■ **Task brief**
If a line holds the word "doing", copy it from the entries.
━━━━━ Dataset content
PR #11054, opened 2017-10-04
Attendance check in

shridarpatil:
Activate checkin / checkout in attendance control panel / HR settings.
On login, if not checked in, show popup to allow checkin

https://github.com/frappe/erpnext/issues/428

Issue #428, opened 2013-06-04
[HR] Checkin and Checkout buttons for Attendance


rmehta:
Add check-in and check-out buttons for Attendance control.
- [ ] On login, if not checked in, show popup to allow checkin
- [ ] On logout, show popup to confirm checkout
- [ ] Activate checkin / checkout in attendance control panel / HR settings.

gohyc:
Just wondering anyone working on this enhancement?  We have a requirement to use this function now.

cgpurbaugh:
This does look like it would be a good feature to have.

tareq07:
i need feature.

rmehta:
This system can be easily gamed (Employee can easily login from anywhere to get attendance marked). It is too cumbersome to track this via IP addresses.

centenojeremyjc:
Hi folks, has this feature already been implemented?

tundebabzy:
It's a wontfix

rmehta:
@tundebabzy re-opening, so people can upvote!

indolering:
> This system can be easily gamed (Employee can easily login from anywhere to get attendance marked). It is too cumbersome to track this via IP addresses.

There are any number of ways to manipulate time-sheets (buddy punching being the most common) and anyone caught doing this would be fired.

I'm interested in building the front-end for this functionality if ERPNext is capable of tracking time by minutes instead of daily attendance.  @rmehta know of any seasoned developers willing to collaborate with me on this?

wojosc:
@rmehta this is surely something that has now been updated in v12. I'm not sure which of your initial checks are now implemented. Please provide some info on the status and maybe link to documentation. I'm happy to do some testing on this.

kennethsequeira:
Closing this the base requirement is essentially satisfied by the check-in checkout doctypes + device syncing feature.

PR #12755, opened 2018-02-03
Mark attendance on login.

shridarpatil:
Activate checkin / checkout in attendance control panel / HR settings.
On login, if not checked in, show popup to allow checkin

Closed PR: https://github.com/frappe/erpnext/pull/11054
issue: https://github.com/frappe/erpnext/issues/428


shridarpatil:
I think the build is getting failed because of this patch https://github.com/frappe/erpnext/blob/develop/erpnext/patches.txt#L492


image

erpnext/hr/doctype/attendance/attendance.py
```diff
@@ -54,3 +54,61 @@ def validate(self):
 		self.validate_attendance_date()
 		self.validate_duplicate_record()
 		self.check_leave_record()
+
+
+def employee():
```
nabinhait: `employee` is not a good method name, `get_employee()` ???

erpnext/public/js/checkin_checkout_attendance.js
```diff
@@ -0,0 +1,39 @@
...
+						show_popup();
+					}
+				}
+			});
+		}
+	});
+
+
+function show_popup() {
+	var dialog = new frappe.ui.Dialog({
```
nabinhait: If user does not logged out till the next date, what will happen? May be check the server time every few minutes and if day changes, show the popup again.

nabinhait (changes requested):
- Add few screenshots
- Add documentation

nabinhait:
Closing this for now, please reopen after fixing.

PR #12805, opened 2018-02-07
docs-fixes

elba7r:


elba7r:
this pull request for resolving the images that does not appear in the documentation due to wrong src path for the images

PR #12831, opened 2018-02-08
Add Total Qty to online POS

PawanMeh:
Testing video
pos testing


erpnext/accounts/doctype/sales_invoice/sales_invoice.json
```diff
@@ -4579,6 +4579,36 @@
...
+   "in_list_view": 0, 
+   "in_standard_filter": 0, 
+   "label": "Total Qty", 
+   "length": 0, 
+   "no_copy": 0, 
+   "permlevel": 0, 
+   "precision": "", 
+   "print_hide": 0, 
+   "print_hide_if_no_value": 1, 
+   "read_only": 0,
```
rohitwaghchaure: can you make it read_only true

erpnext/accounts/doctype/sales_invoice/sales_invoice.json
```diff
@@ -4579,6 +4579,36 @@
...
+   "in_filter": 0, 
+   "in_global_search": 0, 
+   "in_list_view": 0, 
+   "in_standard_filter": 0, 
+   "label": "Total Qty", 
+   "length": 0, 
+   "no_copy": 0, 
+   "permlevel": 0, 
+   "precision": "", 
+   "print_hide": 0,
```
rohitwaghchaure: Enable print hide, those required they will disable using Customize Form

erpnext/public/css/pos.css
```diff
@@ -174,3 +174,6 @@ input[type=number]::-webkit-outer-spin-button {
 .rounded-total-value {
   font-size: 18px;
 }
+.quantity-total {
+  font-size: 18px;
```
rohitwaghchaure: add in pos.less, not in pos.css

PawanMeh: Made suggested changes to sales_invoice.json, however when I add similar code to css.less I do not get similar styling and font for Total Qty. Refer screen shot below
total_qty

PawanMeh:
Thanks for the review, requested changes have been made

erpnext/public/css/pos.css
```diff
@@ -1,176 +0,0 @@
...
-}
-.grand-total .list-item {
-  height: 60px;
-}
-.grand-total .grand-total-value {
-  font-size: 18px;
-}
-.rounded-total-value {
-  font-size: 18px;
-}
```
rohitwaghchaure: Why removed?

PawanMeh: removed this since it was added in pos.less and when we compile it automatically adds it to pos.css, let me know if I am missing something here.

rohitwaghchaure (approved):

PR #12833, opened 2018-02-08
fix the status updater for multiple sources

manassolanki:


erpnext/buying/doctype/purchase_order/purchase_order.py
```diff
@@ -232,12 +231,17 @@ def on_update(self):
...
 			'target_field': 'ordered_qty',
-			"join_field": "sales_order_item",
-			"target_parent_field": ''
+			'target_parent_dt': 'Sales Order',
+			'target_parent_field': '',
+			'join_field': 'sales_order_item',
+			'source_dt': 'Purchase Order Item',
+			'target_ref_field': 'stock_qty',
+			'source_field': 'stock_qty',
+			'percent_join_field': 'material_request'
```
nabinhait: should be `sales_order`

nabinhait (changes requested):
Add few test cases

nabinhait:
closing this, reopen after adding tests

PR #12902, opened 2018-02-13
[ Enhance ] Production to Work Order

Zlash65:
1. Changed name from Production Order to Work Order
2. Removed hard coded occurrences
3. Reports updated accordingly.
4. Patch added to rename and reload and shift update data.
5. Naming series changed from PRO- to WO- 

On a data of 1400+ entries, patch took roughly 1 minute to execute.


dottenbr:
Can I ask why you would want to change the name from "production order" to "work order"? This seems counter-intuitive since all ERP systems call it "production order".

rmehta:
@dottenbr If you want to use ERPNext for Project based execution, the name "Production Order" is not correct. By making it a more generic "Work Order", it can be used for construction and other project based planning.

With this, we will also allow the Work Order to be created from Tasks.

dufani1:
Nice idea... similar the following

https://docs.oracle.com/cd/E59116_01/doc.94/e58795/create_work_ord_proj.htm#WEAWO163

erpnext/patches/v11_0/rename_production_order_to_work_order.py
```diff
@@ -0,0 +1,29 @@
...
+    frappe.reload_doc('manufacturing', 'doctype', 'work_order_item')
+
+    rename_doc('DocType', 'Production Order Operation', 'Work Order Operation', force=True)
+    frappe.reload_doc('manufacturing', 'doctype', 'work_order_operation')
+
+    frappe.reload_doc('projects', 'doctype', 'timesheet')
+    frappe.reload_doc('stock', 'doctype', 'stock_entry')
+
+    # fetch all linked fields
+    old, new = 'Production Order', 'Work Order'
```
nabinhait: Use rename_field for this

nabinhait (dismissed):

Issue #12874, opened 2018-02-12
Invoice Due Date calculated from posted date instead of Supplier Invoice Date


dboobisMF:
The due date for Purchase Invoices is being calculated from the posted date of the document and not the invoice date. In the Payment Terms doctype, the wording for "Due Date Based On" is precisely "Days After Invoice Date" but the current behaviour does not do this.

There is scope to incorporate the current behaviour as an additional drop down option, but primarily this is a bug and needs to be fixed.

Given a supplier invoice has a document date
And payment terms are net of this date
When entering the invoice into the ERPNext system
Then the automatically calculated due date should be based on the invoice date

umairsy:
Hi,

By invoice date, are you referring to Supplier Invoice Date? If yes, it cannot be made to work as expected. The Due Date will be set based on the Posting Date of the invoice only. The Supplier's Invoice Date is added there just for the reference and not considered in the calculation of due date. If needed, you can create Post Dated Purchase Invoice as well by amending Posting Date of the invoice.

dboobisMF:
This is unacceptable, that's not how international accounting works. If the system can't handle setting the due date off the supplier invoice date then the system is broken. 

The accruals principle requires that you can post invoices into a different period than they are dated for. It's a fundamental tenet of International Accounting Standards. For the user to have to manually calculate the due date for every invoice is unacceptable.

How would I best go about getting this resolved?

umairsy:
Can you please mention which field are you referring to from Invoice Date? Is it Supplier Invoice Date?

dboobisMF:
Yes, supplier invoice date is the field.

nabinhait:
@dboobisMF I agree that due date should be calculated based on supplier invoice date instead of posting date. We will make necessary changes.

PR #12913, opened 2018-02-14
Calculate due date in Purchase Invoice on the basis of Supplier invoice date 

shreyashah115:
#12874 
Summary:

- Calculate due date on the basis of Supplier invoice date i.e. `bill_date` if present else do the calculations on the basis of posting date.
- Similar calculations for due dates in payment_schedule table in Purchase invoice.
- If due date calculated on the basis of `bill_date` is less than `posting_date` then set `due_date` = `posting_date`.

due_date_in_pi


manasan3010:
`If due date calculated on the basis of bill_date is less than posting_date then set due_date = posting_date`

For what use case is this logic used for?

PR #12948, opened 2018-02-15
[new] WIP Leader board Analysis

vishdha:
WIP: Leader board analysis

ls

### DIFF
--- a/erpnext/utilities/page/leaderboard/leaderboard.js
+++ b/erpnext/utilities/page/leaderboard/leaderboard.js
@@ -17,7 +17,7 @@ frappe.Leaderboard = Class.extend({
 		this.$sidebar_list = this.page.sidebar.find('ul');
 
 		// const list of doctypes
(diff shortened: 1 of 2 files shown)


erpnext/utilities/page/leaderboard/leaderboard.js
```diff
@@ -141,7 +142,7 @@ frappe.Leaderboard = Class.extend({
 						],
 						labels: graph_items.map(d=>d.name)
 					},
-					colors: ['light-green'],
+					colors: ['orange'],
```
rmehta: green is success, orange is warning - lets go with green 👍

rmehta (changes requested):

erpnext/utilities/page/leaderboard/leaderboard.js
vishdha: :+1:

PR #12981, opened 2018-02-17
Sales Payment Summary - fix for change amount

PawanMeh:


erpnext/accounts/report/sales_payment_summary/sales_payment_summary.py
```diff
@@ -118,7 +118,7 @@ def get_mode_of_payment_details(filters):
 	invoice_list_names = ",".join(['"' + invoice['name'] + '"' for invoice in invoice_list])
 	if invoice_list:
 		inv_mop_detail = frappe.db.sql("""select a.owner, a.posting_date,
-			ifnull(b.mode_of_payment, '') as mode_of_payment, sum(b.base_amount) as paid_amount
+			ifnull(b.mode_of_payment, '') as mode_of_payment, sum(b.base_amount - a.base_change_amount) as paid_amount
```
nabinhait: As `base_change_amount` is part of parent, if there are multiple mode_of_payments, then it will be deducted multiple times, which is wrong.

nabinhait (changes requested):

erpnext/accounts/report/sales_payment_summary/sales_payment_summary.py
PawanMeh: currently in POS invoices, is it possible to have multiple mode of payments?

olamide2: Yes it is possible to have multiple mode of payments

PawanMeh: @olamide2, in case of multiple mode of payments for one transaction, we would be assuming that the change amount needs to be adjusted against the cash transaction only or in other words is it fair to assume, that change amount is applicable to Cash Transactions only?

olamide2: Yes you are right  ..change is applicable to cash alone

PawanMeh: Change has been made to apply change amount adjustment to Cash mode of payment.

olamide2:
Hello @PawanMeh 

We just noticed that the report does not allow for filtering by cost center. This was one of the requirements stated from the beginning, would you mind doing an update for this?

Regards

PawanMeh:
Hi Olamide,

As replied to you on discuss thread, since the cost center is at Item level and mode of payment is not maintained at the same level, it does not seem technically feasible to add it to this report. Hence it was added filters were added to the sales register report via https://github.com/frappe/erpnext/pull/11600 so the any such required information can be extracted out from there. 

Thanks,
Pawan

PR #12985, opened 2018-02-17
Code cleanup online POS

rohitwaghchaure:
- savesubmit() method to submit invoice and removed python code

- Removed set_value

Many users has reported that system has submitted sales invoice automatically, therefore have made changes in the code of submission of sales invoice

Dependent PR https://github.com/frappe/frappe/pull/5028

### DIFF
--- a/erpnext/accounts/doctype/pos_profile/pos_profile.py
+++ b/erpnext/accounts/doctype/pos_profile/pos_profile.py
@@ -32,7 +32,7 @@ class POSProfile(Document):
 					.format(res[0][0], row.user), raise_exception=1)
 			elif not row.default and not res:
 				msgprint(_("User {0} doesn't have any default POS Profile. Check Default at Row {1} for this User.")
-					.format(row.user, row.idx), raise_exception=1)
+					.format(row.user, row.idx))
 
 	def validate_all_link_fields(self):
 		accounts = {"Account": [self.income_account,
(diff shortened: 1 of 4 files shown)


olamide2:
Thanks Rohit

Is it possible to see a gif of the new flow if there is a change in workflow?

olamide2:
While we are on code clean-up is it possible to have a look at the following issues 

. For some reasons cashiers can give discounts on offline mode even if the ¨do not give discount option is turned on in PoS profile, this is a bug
━━━━━━━━━━
■ **Answer box**
There are any number of ways to manipulate time-sheets (buddy punching being the most common) and anyone caught doing this would be fired.
We just noticed that the report does not allow for filtering by cost center. This was one of the requirements stated from the beginning, would you mind doing an update for this?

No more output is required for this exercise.